Last night, we attended what I can only describe as a typical Maritime house/kitchen party. Except without the screech or incomprehensible accents.
Back in the early 1990s, Canada had a brief flirtation with popular Maritime music. While the Maritimes loved the music to begin with, the rest of us uncultured folk had to wait for the CanCon rules to bring it into the public eye.
Along with Leahy (who hit the big scene a couple of years earlier) and Great Big Sea (who rolled in with the tide a couple of years later), The Rankin Family made up a significant portion of the Maritime component of the Canadian airwaves.
I’d heard one or two of their tunes before. Nice, but I didn’t go out of my way to buy an album.
Alex, however, is a big fan of theirs, and has been for ages. In fact, she’d been at a Rankin concert the night before she had a horrific car accident that destroyed her just-purchased Rankin Family t-shirt. While laid up in hospital, a friend of family who knew the manager of the band got them to sign a new one. She’s never worn it.
The band broke up in 1999 as they’d wanted to pursue their own projects. A few short months later, John Morris Rankin was killed in an accident and the band’s future was questionable. Raylene battled breast cancer, and only a couple of weeks ago, Geraldine (one of the founding members) died from a brain aneurysm, which devastated the family yet again.
So when I saw a Ticketmaster alert for The Rankin Family, my first thought was “cover band”. But a bit of digging had me realize that this was actually the The Rankin Family (surviving members, of course). And they were touring, having recorded a new album. Conveniently, Christmas was just around the corner…
Due to an inability to walk the three blocks just prior to the Christmas break, I had to give Alex a printout of the ticket purchase rather than the tickets themselves. But, tickets in hand, we went to the show last night.
I will freely admit that I knew the tune of one Rankins song before going into the concert last night. One. “North Country.” Actually, to be fair, I knew the tune of the chorus. After that, I’m more than a tad rusty.
The opening act was one woman. I honestly don’t remember her name now. But it was just her and her “band” — another guitarist. She started off with a cover of Sheryl Crow’s “A Change Would Do You Good”, skipping from one song to the next without much fanfare or chit-chat.
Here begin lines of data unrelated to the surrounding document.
PR #10108, opened 2018-10-03
coap: Replace `COAP_CT_` with `COAP_FORMAT_`

bergzand:
### Contribution description

According to the IANA defines, there is only CoAP content-formats. and no CoAP content types. This PR merges the list of content types into the list of content formats and replaces all `COAP_CT_.*`occurences in our code with `COAP_FORMAT_.*`. I merged into the `COAP_FORMAT_` options because those were more often used than the `COAP_CT_` defines.

Not sure whether to call this an API_CHANGE, but all example code uses `COAP_FORMAT_`, so the old defines "should" not have been used outside our implementations, but if somebody wants to call this an api change I'm fine with it.

### Testing procedure

A small test to verify that the `.well-known/core` still has content number 40 should be enough here.

### Issues/PRs references

None

### DIFF
--- a/sys/include/net/coap.h
+++ b/sys/include/net/coap.h
@@ -123,6 +123,8 @@ extern "C" {
 
 /**
  * @name    Content types
+ * @deprecated  Deprecated in favour of [COAP_FORMAT_](@ref net_coap_format)
+ *              style defines
  * @{
  */
 #define COAP_CT_LINK_FORMAT     (40)
@@ -134,11 +136,14 @@ extern "C" {
 
 /**
  * @name    Content-Format option codes
+ * @anchor  net_coap_format
  * @{
  */
 #define COAP_FORMAT_TEXT         (0)
 #define COAP_FORMAT_LINK        (40)
+#define COAP_FORMAT_XML         (41)
 #define COAP_FORMAT_OCTET       (42)
+#define COAP_FORMAT_EXI         (47)
 #define COAP_FORMAT_JSON        (50)
 #define COAP_FORMAT_CBOR        (60)
 /** @} */
--- a/sys/net/application_layer/gcoap/gcoap.c
+++ b/sys/net/application_layer/gcoap/gcoap.c
@@ -981,7 +981,7 @@ uint8_t gcoap_op_state(void)
 int gcoap_get_resource_list(void *buf, size_t maxlen, uint8_t cf)
 {
     (void)cf; /* only used in the assert below. */
-    assert(cf == COAP_CT_LINK_FORMAT);
+    assert(cf == COAP_FORMAT_LINK);
 
     /* skip the first listener, gcoap itself (we skip /.well-known/core) */
     gcoap_listener_t *listener = _coap_state.listeners->next;
--- a/sys/net/application_layer/nanocoap/nanocoap.c
+++ b/sys/net/application_layer/nanocoap/nanocoap.c
@@ -842,7 +842,7 @@ ssize_t coap_well_known_core_default_handler(coap_pkt_t *pkt, uint8_t *buf, \
     coap_block2_init(pkt, &slicer);
     uint8_t *payload = buf + coap_get_total_hdr_len(pkt);
     uint8_t *bufpos = payload;
-    bufpos += coap_put_option_ct(bufpos, 0, COAP_CT_LINK_FORMAT);
+    bufpos += coap_put_option_ct(bufpos, 0, COAP_FORMAT_LINK);
     bufpos += coap_opt_put_block2(bufpos, COAP_OPT_CONTENT_FORMAT, &slicer, 1);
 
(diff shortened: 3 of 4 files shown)


smlng:
one thing: isn't this somehow an API CHANGE? Some RIOT external APP could use the old defines, right?

bergzand:
> one thing: isn't this somehow an API CHANGE? Some RIOT external APP could use the old defines, right?

Yeah, that's why I mentioned it in the opening post. If everybody nicely based their applications on our examples it should not be a problem, but that's a huge if there. Anyway, I'm fine with this being considered an API change.

smlng:
I guess it's good to have the label for documentation and release changelog creation.

smlng:
though I'd like to have second ACK on this one then, too

bergzand:
> I guess it's good to have the label for documentation and release changelog creation.

Fair enough

> though I'd like to have second ACK on this one then, too

Agreed

Thanks for the review!

jia200x:
> So, does it make sense to mark the COAP_CT_xxx macros as deprecated for a couple of releases? I would like to see us get into this mechanism for nanocoap/gcoap as the API will be evolving for function names. For example, coap_put_option_ct() (with the same problem as these macros) should change to coap_opt_put_format() or something like that. So, it makes sense to me to deprecate the current function name for a while.

I'm +1 for adding a `@deprecated` tag to these macros

bergzand:
Restored the removed defines and added a `@deprecated` tag with a message to them.

kb2ma:
Thanks, @bergzand. The deprecated tag really stands out in Doxygen. This all looks good and tests fine for me.

There are a few uses of the "deprecated" tag in the code base. I don't know about historical use though. So, I would like to merge this PR, and then I plan to send create an RFC Issue to confirm there is no concern with this approach systematically for evolving the gcoap/nanocoap APIs forward. It helps to have an example. :-)

@smlng, any concerns? If not, I'm ready to squash and go.

deprecated

sys/include/net/coap.h
```diff
@@ -138,7 +139,9 @@ extern "C" {
  */
```
miri64: You could add an anchor to this group and reference it above:

```C
 /**
  * @name    Content-Format option codes
  * @anchor  net_coap_format
  * @{
  */
```

```
@deprecated  Deprecated in favour of [`COAP_FORMAT_`](@ref net_coap_format)
             style defines
```

bergzand: > You could add an anchor to this group and reference it above:

Awesome, I was looking for something like that!

bergzand: Done

kb2ma:
Link is an improvement (thanks @miri64), and bold looks even better. Unfortunately the use of black color for text means it doesn't stand out as a link.

deprecated2

bergzand:
> Unfortunately the use of black color for text means it doesn't stand out as a link.

Yeah, also noticed that, not sure if we can fix that without modifying the css file.

smlng:
Looks good to me, please squash

bergzand:
Squashed and rebased. I've reworded the second commit message to better reflect the current changes.

kb2ma:
I saw the build failure. What went wrong?

Also, and this is drifting off topic, but when is it appropriate to tag with 'run tests'? I looked around yesterday for more background, but could not find an answer.

bergzand:
> @bergzand you broke the core wink I'll rerun Murdock

But how...?

smlng:
@bergzand I was joking, I think the test is flawed or at least not deterministic in results on native

kb2ma:
Thanks everyone for talking this through and improvements.

bergzand:
Now we only have to remember to actually remove the defines in a release or two :)

miri64:
> Now we only have to remember to actually remove the defines in a release or two :)

At some point we need to go through [this list](http://doc.riot-os.org/deprecated.html) anyway and start removing stuff ;-)

jia200x:
Great! Thanks so much to everyone involved!

> At some point we need to go through this list anyway and start removing stuff ;-)

+1. There could be some kind of automation between releases :)

miri64:
(also the interval deprecated should be removed is something that should very much be decided on a case-by-case basis)

kb2ma:
Thanks all for the comments! I plan to post a deprecation RFC in the next few days, and will look for consensus on a trial approach to this workflow.

BTW @miri64, I know I have seen that "Deprecated List" in Doxygen hundreds of times as I click into something else, but it didn't register in my mind that it existed when I looked for existing deprecated code. Thanks for calling that out.

jia200x:
> I think letting some bot remove stuff from our code is something that would lead to desaster.

I mean something to warn that a feature should be deprecated. We could tag the time somehow.
Never intended to automatically remove tags but more into the direction of inform maintainers :)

After a 30-odd minute intermission, The Rankins took stage. My first thought when I saw Jimmy was “he hasn’t changed much”. Cookie and Raylene … well, I hate to say it, but they reminded me of school teachers (which Alex later echoed). And believe me, this is not meant to be in any way derogatory. It is a fact, however, that you do not need to vamp it up like so many of the pop stars — true talent does not depend on the way one looks. And Raylene’s voice can still shake a stadium.
The stage was filled at one point with 12 people playing and singing. The Rankins travel in a troupe that includes a pianist, fiddler/keyboardist, drummer, bassist and guitar/banjoist. And they travel also with a new member of the performing Rankins: John Morris’ daughter, Molly.
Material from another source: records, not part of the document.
PR #7976, opened 2017-11-09
make: allow alias for board names

haukepetersen:
Some boards have unique, but quite ugly names (e.g. `pba-d-01-kw2x`) and we use different names in the day-to-day operation (e.g. `phynode` for the former). Event though this 'nicer' name ist not a 100% correct (as there are also phynodes based on other CPUs out there, just not in the RIOT universe...), it is sometimes much easier to remember and use. Also, there are some boards that have a specific, cryptic name (e.g. `SLTB001A`), but also a nice user friendly one (`thunderboard-sense` in that case). So I think it would be nice, to be able to use both (or even more?) aliases for a certain board.

This PR contains a quick draft, on how this could be implemented. It works, but is it nice enough?
```
BOARD=phynode make ...   -> will build `BOARD=pba-d-01-kw2x`
BOARD=linux make ... -> will build 'BOARD=native`, just for demo purposes...
```

Maybe we can even think of something that combines this approach with my idea about board revisions ( #7975). What do you think?

PR #10116, opened 2018-10-05
Make support for the stm32f429i-disco more obvious

x3ro:
### Contribution description

There are two different iterations of the stm32f429i discovery board,
the `-DISCO` and the `-DISC1`. Both of these are virtually the same,
except for their use of a different version of ST-Link.

When trying to use the `-DISCO` variation of the board, the fact that I
have to use the `-DISC1` board was not obvious to me. I tried to go with
the `stm32f4-discovery`, but that one uses a different MCU altogether.

This PR intends to make clearer that the board configuration can be used
for both boards by changing the `-disc1` suffix to `-disc` and improving
the board specific documentation.

### Testing procedure

Follow the provided board documentation to flash onto the `stm32f429i-disco` and/or `stm32f429i-disc1`.

### Issues/PRs references

- N/A


x3ro:
Hey @aabadie, since you're the author of the original board, maybe you could take a look? :)

boards/stm32f429i-disc/Makefile.include
```diff
@@ -14,6 +14,7 @@ include $(RIOTMAKE)/tools/serial.inc.mk
 
 # this board has an on-board ST-link adapter
 export DEBUG_ADAPTER ?= stlink
+export STLINK_VERSION ?= 2-1
```
aabadie: useless, 2-1 is already the default. See [here](https://github.com/RIOT-OS/RIOT/blob/master/makefiles/tools/openocd-adapters/stlink.inc.mk#L3)

boards/stm32f429i-disc/doc.txt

Molly doesn’t feature too much in the show, and while she gets centre stage a couple of times (she sings a song, assumedly that she wrote; plays fiddle a couple of times; and stomps a mean clog), she doesn’t factor in very heavily into the show. I think the elder Rankins should include her more, personally. She would be a grand (permanent) addition.
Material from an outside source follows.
PR #10119, opened 2018-10-06
tests: fix including Makefile.tests_common

olegart:
### Contribution description

Fixes `include ../Makefile.tests_common` in Makefiles — it should be placed at the end of the file, before the final `include $(RIOTBASE)/Makefile.include`, otherwise it can interfere with other variables.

One song stood out for me, but not for the music. “The Orangedale Whistle” is about the Orangedale station in Cape Breton. This stood out for me because I’ve been to the Orangedale Station (see [[Riding VIA Rail’s Bras D’or, Halifax to Sydney]], and the song is about how the trains ended and the building stands alone and empty. Which is true — the trains are gone (VIA no longer runs its Bras D’or train) and I shudder to think how few people visit the museum anymore.
The last couple of songs (before the encore) had everyone standing — everyone. I swear most of the audience was from the Maritimes, with a significant number seeming to be from Cape Breton. It was … loud. But in a good way.
I was actually sad the concert was over (Alex particularly so, since they didn’t play her favourite song: “Fare Thee Well Love”), as it was great music to listen to. Don’t get me wrong, I love seeing the killer acts, like David Bowie (see [[David Bowie Plays the Calgary Saddledome]], but the small, comfortable bands are worth every penny.